In D&D, the main conflicts are environmental, interpersonal, and violent. Thus, the three pillars - exploration, interaction, and combat. Each class in D&D is designed to help a player approach all three conflicts and resolve them in a unique way.
It sounds like those wouldn't be the main pillars for a Trek-esque setting - if you can get away with being a protagonist there without being much of a fighter, combat is not an important pillar. Being able to fight is a "ribbon," a thing that maybe some people do for flavor. At most perhaps a skill you can take (Strength (Brawling)). This seems reasonable given my exposure to Trek - Kirk's sweaty wrestling sessions weren't essential for every character.

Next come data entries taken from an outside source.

PR #514, opened 2020-07-06
add token in the get_token method

Alice-Qiu:


anvox:
Thanks @Alice-Qiu, we're going to make it configurable in https://github.com/oauth-xx/oauth2/pull/511

PR #516, opened 2020-07-13
Add Client option for access_token_class

jonspalmer:
## The Problem

There is no way to use `OAuth2::Client` strategies such as `auth_code` AND supply a custom access_token_class.

`OAuth2::Client.get_token` has an optional argument for the access_token_class to instantiate. 
However, callers of it have to know to use it and none of the strategies do so. This means the anyone needing a custom access_token_class, #243 or #511, need to jump through hoops to get the behavior they want. For example subclassing `OAuth2::Client` just to change the default class

## What I did

Added a new option, `access_token_class`, to `OAuth2::Client` which is used as the default `access_token_class` for all calls to `get_token`.

This is a safe, non-breaking change.

### DIFF
--- a/lib/oauth2/client.rb
+++ b/lib/oauth2/client.rb
@@ -28,6 +28,7 @@ module OAuth2
     # @option options [Boolean] :raise_errors (true) whether or not to raise an OAuth2::Error
     # @option options [Logger] :logger (::Logger.new($stdout)) which logger to use when OAUTH_DEBUG is enabled
     #  on responses with 400+ status codes
+    # @option options [Class] :access_token_class (AccessToken) class used to create access tokens
     # @yield [builder] The Faraday connection builder
     def initialize(client_id, client_secret, options = {}, &block)
       opts = options.dup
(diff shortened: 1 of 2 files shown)


pboling:
Would it be too complex to bother trying this on the `1-4-stable` branch?

jonspalmer:
> @jonspalmer Would it be too complex to bother trying this on the `1-4-stable` branch?

@pboling #518 provides a better solution to this problem and is already in `1-4-stable`. That change is going to merge conflict with this change in master and IMO should replace this change entirely. The point being that the proc approach in #518  allows you to return any flavor of AccessToken you desire.

pboling:
@jonspalmer Thanks for the heads up, again, and sorry for the long delay in addressing it.  v2 is moving ahead at a very slow pace because my personal use case for this gem is vanishingly thin, and I would need far more community support to move it forward more quickly.

I'm going to work on parity between 1-4-stable and v2 (master, soon to be main) now.

PR #705, opened 2019-05-31
feat(molecule/breadcrumb): removed deprecated dependency

juanmaguitar:
removed deprecated dependency as explained here → https://jira.scmspain.com/browse/SUIC-81


midudev (dismissed):

components/molecule/breadcrumb/src/utils.scss
```diff
@@ -0,0 +1,50 @@
+$breakpoints: (
```
midudev: Mmmm I think breakpoint-up is still valid in the next sui-theme: https://github.com/SUI-Components/sui-theme/blob/cf07c47c68541bdb8a2f550235e96fe52bd34d83/src/utils/_breakpoints.scss#L18

Why exactly do you need this utils file?

juanmaguitar: I'm getting this error if I remove the utils file

Captura de pantalla 2019-06-03 a las 14 47 23

I've put in this file all functions needed for the current code so I can remove the dependency without errors

jcger: you cannot use media-breakpoint-`down`, this task is about refactor in order to use media-breakpoint-`up` and make the component mobile first

juanmaguitar: oks, fixed!

JoanClaret (approved):

midudev (approved):

jcger (approved):

PR #712, opened 2019-06-18
feat(atom/input): add new native props

davidmartin84:


jcger (dismissed):

JoanClaret (dismissed):

components/atom/input/src/Input/Component/index.js
```diff
@@ -69,7 +69,9 @@ class Input extends Component {
       type,
       value,
       charsSize,
-      tabIndex
+      tabIndex,
+      maxlength,
```
midudev: I think could be a good idea to follow the camelCase rule for these props as well. `maxLength` and `autoComplete` as then for the `input` is needed like this and thus make it more sense.

davidmartin84: done!

juanmaguitar (approved):

midudev (approved):

PR #716, opened 2019-06-19
feat(molecule/accordion): add variable icon size

davidmartin84:


adriadoz (approved):

components/molecule/accordion/src/index.scss
```diff
@@ -110,7 +110,7 @@
     svg {
       fill: currentColor;
       transform: scale(1);
-      width: 10px;
+      width: $sz-accordion-tab-icon;
```
jcger, line 113: shouldn't this be `$w-accordion-tab-icon` as it is the width¿

jcger (approved):

PR #722, opened 2019-06-26
Feat/sui atom checkbox

a-ferrante:


jcger (approved):

juanmaguitar:
Is there a paper for this new component? What is then the role of the types `RADIO` & `CHECKBOX` in `AtomInput` → https://sui-components.now.sh/workbench/atom/input/demo ?

Captura de pantalla 2019-06-27 a las 8 25 29

a-ferrante:
Hi @juanmaguitar, here's the link to the UX-Spec document:
https://github.com/SUI-Components/UX-Definitions/blob/master/Atom/Checkbox-and-Radiobutton.md

I was not around when the discussion around inputs happened so i cannot provide input on the other question but the definition was already there, it just seems like the component wasn't implemented yet.

components/atom/checkbox/src/index.scss
```diff
@@ -0,0 +1,33 @@
+@import '~@schibstedspain/sui-theme/lib/index';
+
+$maw-atom-checkbox: 32px !default;
+
+.react-AtomCheckbox {
```
rmoralp, line 5: All the sui-components has `sui` prefix. Why are you using `react` prefix?

rmoralp:
Why look&feel does not match with paper?
Demo:
image

Paper:
image

components/atom/checkbox/src/index.js
```diff
@@ -0,0 +1,50 @@
+import React, {Fragment} from 'react'
+import PropTypes from 'prop-types'
+
+const AtomCheckbox = ({id, value, disabled, checked, onChange, ...props}) => {
```
rmoralp, line 4: I think that onChange should be required or just has an empty arrow function as a default value

rmoralp (changes requested):
@jcger will review with paper

JoanClaret:
as @juanmaguitar  is pointing out, since this component is already developed i don't get why to develop it again instead of use or improve the existing one.

a-ferrante:
Based on the discussions held i will close this PR and we will revisit the inclusion of this components later once Arturo is back.

PR #725, opened 2019-06-27
Feature/atom button iteration

danivm:
[SUIC-128](https://jira.scmspain.com/browse/SUIC-128)

Add new types and colors.

Captura de pantalla 2019-06-28 a las 8 35 04


components/atom/button/src/index.scss
```diff
@@ -29,40 +41,11 @@ $icon-sz-atom-button-large: $sz-icon-m !default;
...
-$bgc-atom-button-negative-secondary-focus: $bgc-atom-button-dark !default;
-$bxsh-atom-button-negative-primary: none !default;
-
-// Accent
-$c-atom-button-accent: $c-white !default;
-$bgc-atom-button-accent-focus: $c-accent-dark !default;
-$bdc-atom-button-accent-focus: $c-accent-dark !default;
-$bgc-atom-button-accent: $c-accent !default;
-$bdc-atom-button-accent: $c-accent !default;
+$bdrs-atom-buton-first-outline: $bdrs-m 0 0 $bdrs-m !default;
```
rmoralp: typo in word button

rmoralp (dismissed):

JoanClaret (dismissed):

adriadoz (dismissed):

emiliovillu (dismissed):

rmoralp (dismissed):

components/atom/button/src/index.js
```diff
@@ -5,7 +5,22 @@ import cx from 'classnames'
 import Button from './Button'
 
 const CLASS = 'sui-AtomButton'
-const TYPES = ['primary', 'accent', 'secondary', 'tertiary']
+const TYPES = ['solid', 'outline', 'flat']
```
jcger, line 8: Where is the definition of all of this? I checked https://github.com/SUI-Components/UX-Definitions/blob/master/Atom/Buttons.md and types and colors are named different 🤷‍♂

jcger (changes requested):

jcger (dismissed):

ruben-martin-lozano (dismissed):

components/atom/button/src/index.js
jcger: I just figured out that now our code > their definition

emiliovillu (approved):

adriadoz (approved):

JoanClaret (approved):

kikoruiz (commented):
Sorry, I couldn't give my comment before, but I don't agree with this PR for 2 main reasons:

1. Compatibility not kept with the current version, so that having a new version of this component, the most used everywhere, will force us to update all our deps in every such components in order to not to have different versions of the button in our final bundle.
2. Last but not least, the CSS generated from the new Sass code is more than 7x the current bundle size, and that's something we should take care as much as we can (I'm attaching an screenshot of both versions compiled in my computer).

Screenshot 2019-07-01 at 21 36 59

Since solving the second issue will make this feature to take a long time to be ready in PROD, I would consider to go on with the solution suggested in https://github.com/SUI-Components/sui-components/pull/730.

turolopezsanabria:
Hello, 
¿este tema cómo sigue? (he puesto este mismo comment en https://github.com/SUI-Components/sui-components/pull/730)

midudev:
We're going to merge this one: https://github.com/SUI-Components/sui-components/pull/730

So I'd look at what the main conflicts you're looking to explore actually are, first. Internal? Political? Ideological? Technological? Emotional? What do Spock and Scotty and other non-fighters struggle with and use their skills to overcome? What threatens them? What are they afraid of?
Once you know that, you can use those as important pillars. I'd then make new classes or tweak existing classes so that your players could pick classes that fired on the conflicts relevant to your setting, rather than the D&D default ones. You might also need some resolution systems a little more robust than skill checks for these challenges, some failure states that are a little less binary, maybe even different ability scores. But changing a pillar of play is a pretty major change to the game.